From the successful genocide at Khyber and land grab, in the late 620’s until his death, Muhammad tried to expand the reach of his army towards Syria and Palestine. His first attempt with an open declared campaign (for the first time in his life, because previously he had always relied on surprise and deception) against Heraclius was a disaster, and at this time we have reports of increasing dissent against his leadership. So Muhammad renewed his earlier strategy of covert and piecemeal targeting of isolated communities and tribes.

During this phase he was taken ill and passed away, according to the Hadiths, exactly at the time when a new and larger expedition was being planned against the then Byzantine held territories of Syria and Palestine. The expedition did take off, and similar expeditions were then subsequently organized until finally at the Battle of Yarmouk a large Byzantine army was defeated and Heraclius abandoned Syria and Palestine and went back to Constantinople. This is just within 10 years of Khyber. However many cities held out.

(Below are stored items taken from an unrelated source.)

PR #3647, opened 2026-08-27
feat(browser): skip html→markdown when server returns text/markdown

### LINKED ISSUE #3644: feat(browser): send Accept: text/markdown for up to 10× token reduction on docs
## Summary

HTTP content negotiation via `Accept: text/markdown` is now a real, shipping pattern. When an AI agent sends this header, CDN edges (Cloudflare's "Markdown for Agents" feature, deployed Feb 2026) return clean markdown instead of HTML — stripping nav, scripts, styles, and layout wrappers. Practical impact: **10× token reduction on documentation pages**.

gptme's URL fetching currently sends bare `Accept: */*`, so we never get this benefit even when the upstream site supports it.

## The Change

Add `Accept: text/markdown, text/html;q=0.9, */*;q=0.8` to gptme's HTTP client headers when fetching URLs.

- If the server returns `Content-Type: text/markdown`: use the body directly (skip our html→markdown conversion step)
- If the server returns `406 Not Acceptable` or plain HTML: fall back to current behavior

Cloudflare's response also includes `x-markdown-tokens` header showing token count — could be surfaced as telemetry.

## Coverage

Cloudflare's zone-level opt-in covers a massive fraction of the web, including most popular documentation sites (PyPI, npm, GitHub pages-hosted docs, etc.). Vercel/Next.js has native support. acceptmarkdown.com tracks adoption.

## References

- https://acceptmarkdown.com/ — spec and adoption tracker
- https://developers.cloudflare.com/changelog/2026-02-12-markdown-for-agents
- https://benword.com/serving-markdown-to-ai-agents-via-accept-headers

## Effort

Low — likely a 5–10 line change in the HTTP client + response handling. The fallback path is already in place (we do html→markdown today).

TimeToBuildBob:
## Summary

Completes the `Accept: text/markdown` content negotiation round-trip in the Playwright browser backend.

The `Accept: text/markdown, text/plain, text/html;q=0.9, */*;q=0.8` header was already being sent on every page load (see `_load_page` and `_open_page`). But the response handling always ran `html_to_markdown()` regardless of what the server returned.

When a server honours the `Accept` header and responds with `Content-Type: text/markdown` (Cloudflare's [Markdown for Agents](https://developers.cloudflare.com/changelog/2026-02-12-markdown-for-agents) feature, adopted by many documentation sites since Feb 2026), the browser renders it as plain text in `<body>`. Piping that through `html_to_markdown` is redundant and can introduce artifacts.

## Changes

- Capture and normalize the navigation response's `Content-Type` in `_load_page`
- Return the Markdown classification alongside the content so metadata stays scoped to the corresponding read
- If the response is `text/markdown`, return `page.inner_text("body")` directly instead of extracting HTML
- In `read_url`, skip Pandoc for direct Markdown while retaining inline data-image sanitization
- Cover media-type variants, per-call metadata propagation, conversion bypass, and data-image stripping

## Fallback

No change to existing behaviour for any server that returns `text/html`, `406 Not Acceptable`, or any other content type. The Accept header is still sent; this only changes what happens when the server honours it.

## References

- Fixes #3644
- https://acceptmarkdown.com/ — spec and adoption tracker
- https://developers.cloudflare.com/changelog/2026-02-12-markdown-for-agents

### DIFF
--- a/gptme/tools/_browser_playwright.py
+++ b/gptme/tools/_browser_playwright.py
@@ -339,6 +339,7 @@ def _extract_main_content(page: Page) -> str:
 
 def read_url(url: str) -> str:
     """Read the text of a webpage and return the text in Markdown format."""
+    global _last_response_content_type
     body_content = _execute_with_retry(_load_page, url)
     # Server responded with markdown directly — return as-is (skip html→markdown)
     if "text/markdown" in _last_response_content_type:
--- a/gptme/tools/_browser_playwright.py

Some Bedouin nomadic tribes at this period did hover around in the frontierland between Byzantium and beyond (the southern desert of Palestine, west of the Euphrates (Hira) in the Syrian desert, Palmyra), where for a long time due to the competition with the persians, the Byzantines had come to an arrangement of benefits and payment to enlist the large nomadic Arab tribes as a bulwark against raids from beyond. The arable inner regions and the cities were populated by Aramaic speaking Jews and Christians. The contemporary writings of the Church Fathers and in Talmudic sources show that they had little or no identification/sympathy with the Bedouins (who spoke a different language) and actually were quite hostile because they faced constant raids. [1]

Moshe Gil, [1] quotes surviving sources from the defeated indigenous non-Muslim populations, to show that they

“reflect the attitude of the towns and villages in Palestine quite accurately; the attitude of a sedentary population, of farmers and craftsmen, toward nomads whose source of income is the camel and who frequently attack the towns, pillage and slaughter the inhabitants, and endanger the lives of the wayfarer. These sources completely contradict the argument to the effect that the villagers and townsmen in Palestine accepted the invasion of those tribes bearing the banner of Islam with open arms of their so-called racial affinity.” [This is a copyrighted book, so I cannot quote extensively. Those interested do look up]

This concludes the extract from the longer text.